PR #637, opened 2020-04-13
allow using configured VPCe

motobob:
problem: interface VPCe do not mitigate cross-AZ traffic in EC2/ECS environments.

◆ ◆ ◆

(To do) Having found the line with "allow using configured VPCe" in the listing above, transcribe it and every line after it to the end, exactly, with no additions.

(Solution)
allow using configured VPCe

motobob:
problem: interface VPCe do not mitigate cross-AZ traffic in EC2/ECS environments.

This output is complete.